Expand use of assisted acquisition services
It is time to acknowledge and embrace the fact that for the government’s largest and most important buys, using assisted acquisition teams like GSA’s FEDSIM and others, produces the best results. These teams of specialists get more opportunities to perfect their craft on highly complex buys than in-house agency contracting shops. For years now, the total dollar value of contract awards handled by assisted acquisition professionals has been steadily climbing, but agency leaders often look down on the use of these outside service providers and cite cost as a chief concern.
Yes, there are fees the assisted acquisition teams charge to recover the cost of providing their services, often a fixed percentage of the acquisition value, but the speed and quality improvements driven by assisted acquisition teams are worth the investment. Large buys handled by these teams have cycle times that are on average six months shorter to award. Industry often comments that assisted acquisition teams help clients put together clearer requirements that lead to better solutions and, ultimately, mission success. As an additional benefit that saves time and cost, industry rarely protests. The total dollar value of assisted acquisitions continues to rise and has done so for the last five years, a clear indication that program offices with funding and mission understand the value proposition.

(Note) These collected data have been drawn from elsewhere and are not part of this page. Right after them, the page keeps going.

PR #470, opened 2020-12-16
Adopt the new IntelliJ import order

sideeffffect:
Intellij IDEA has recently changed the order of import blocks. For the good of our contributors, we should follow it.


adamgfraser:
@sideeffffect Good to go when tests are passing!

adamgfraser (approved):

PR #486, opened 2021-01-06
Sketch of NewtypeSmartF and SubtypeSmartF

sideeffffect:
fixes https://github.com/zio/zio-prelude/issues/483

Is this what you had in mind, @jdegoes ?

On a second thought, shouldn't these be called rather `NewtypeSmartK` and `SubtypeSmartK`?

### DIFF
--- a/core/shared/src/main/scala/zio/prelude/Invariant.scala
+++ b/core/shared/src/main/scala/zio/prelude/Invariant.scala
@@ -605,6 +605,10 @@ object Invariant extends LowPriorityInvariantImplicits with InvariantVersionSpec
     new NonEmptyTraversable[Id] {
       override def foreach1[G[+_]: AssociativeBoth: Covariant, A, B](fa: Id[A])(f: A => G[B]): G[Id[B]] =
         f(Id.unwrap(fa)).map(Id(_))
+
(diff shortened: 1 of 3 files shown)


adamgfraser (changes requested):
I think this looks good. Can we add some tests so we can see the functionality in action?

sideeffffect:
Hi, this should be ready for merging :wink:

adamgfraser (approved):
Awesome!

sideeffffect:
Btw, are you guys @adamgfraser @jdegoes comfortable with the name `NewtypeSmartF`, `SubtypeSmartF` (so not `NewtypeSmartK` and `SubtypeSmartK`) and `AssertionK`?

adamgfraser:
I think we use `F` elsewhere so we should stick with that,

sideeffffect:
Should I rename `AssertionK` to `AssertionF`? What is the distinction between `F` and `K`? (AFAIK, `XyzK` communicates that it is like `Xyz`, but on a "kind level", like `Function` is about `A => B` and `FunctionK` is about `A[_] => B[_]`) :thinking:

adamgfraser:
I thought we were just kind of using `F` instead of `K` so I think we should align everything around that.

PR #500, opened 2021-01-17
Test floating point instances with tolerance

sideeffffect:


core/shared/src/main/scala/zio/prelude/Equal.scala
```diff
@@ -246,6 +246,14 @@ object Equal extends Lawful[Equal] {
   implicit def DeriveEqual[F[_]: DeriveEqual, A: Equal]: Equal[F[A]] =
     Derive[F, Equal].derive(Equal[A])
 
+  /**
+   * `Equal` instance for `Double` for imprecise equality with configurable tolerance.
+   */
+  def DoubleEqualWithEpsilon(epsilon: Double = 1.0d / 1024 * 1024 * 1024 * 1024): Equal[Double] = {
```
adamgfraser, line 252: I would move these to test files. There is value in having some tests for the corresponding instances since we decided to have them but this is kind of specific to testing them and these equality instances are not lawful in the sense that for example you could have `a` and `b` be equal within tolerance and `b` and `c` be equal within tolerance but not `a` and `c` being equal within tolerance.

core/shared/src/main/scala/zio/prelude/Equal.scala
```diff
@@ -266,6 +274,13 @@ object Equal extends Lawful[Equal] {
   implicit def EitherEqual[A: Equal, B: Equal]: Equal[Either[A, B]] =
     Equal[A] either Equal[B]
 
+  /**
+   * `Equal` instance for `Float` for imprecise equality with configurable tolerance.
+   */
+  def FloatEqualWithEpsilon(epsilon: Float = 1.0f / 1024 * 1024): Equal[Float] = { (l: Float, r: Float) =>
```
adamgfraser, line 280: I think there is an order of operations issue with the default values here and above. Don't you want this to be `1.0f / (1024 * 1024)`? Otherwise the default value is just `1.0f` which seems like way to high a tolerance.

adamgfraser (changes requested):
Couple of specific comments but good to add tests for these instances.

core/shared/src/main/scala/zio/prelude/Equal.scala
sideeffffect: of course! thank you :+1:

core/shared/src/main/scala/zio/prelude/Equal.scala
sideeffffect: You're right that the instance created by `DoubleEqualWithEpsilon` wouldn't be lawful (unless `epsilon` = 0).
But these kinds of instances will still be practically useful. Not just for us testing various other Type classes, but even more importantly to our users. In practice, when you're working with floating point numbers -- geometry and alike come to mind, but this is a widespread phenomenon -- you very often don't want 100% precise comparison. You need to compare floats within a small "epsilon" tolerance.

That's why `DoubleEqualWithEpsilon` needs to stay in `main`, so that it's accessible to our users.

adamgfraser: That's a good point. I wonder if it makes sense to think of this as a separate abstraction, `TestEqual` or `ApproximatelyEqual`, but let's get this in and we can discuss that.

adamgfraser (approved):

The quality and speed improvements offered by these teams are of critical importance on large programs with major mission impact. Take, for example, the Department of Defense’s (DoD) Joint Enterprise Defense Infrastructure (JEDI) program where work is still not underway. What if JEDI had been handled by an assisted acquisition team who, in concert with the technical and operational customers at DoD, could have crafted a resilient acquisition strategy able to withstand many competing interests? The answer is that instead of watching our adversaries sprint ahead in emerging technology areas while lawyers argue in court, we’d be delivering the infrastructure our warfighters need to fight and win tomorrow’s battles.
A chance to get off on the right foot for 2021
Each of these “good government” ideas should draw support from across the political spectrum. My experience is that acquisition professionals check their politics at the door and focus on how to be efficient and effective service providers to the program teams charged with fulfilling our government’s most important missions: keeping our country safe, keeping the economy humming, and keeping our people healthy. We can all say cheers to that in 2021.
Alan Thomas is the former commissioner of the Federal Acquisition Service at the General Services Administration and now chief operating officer at IntelliBridge.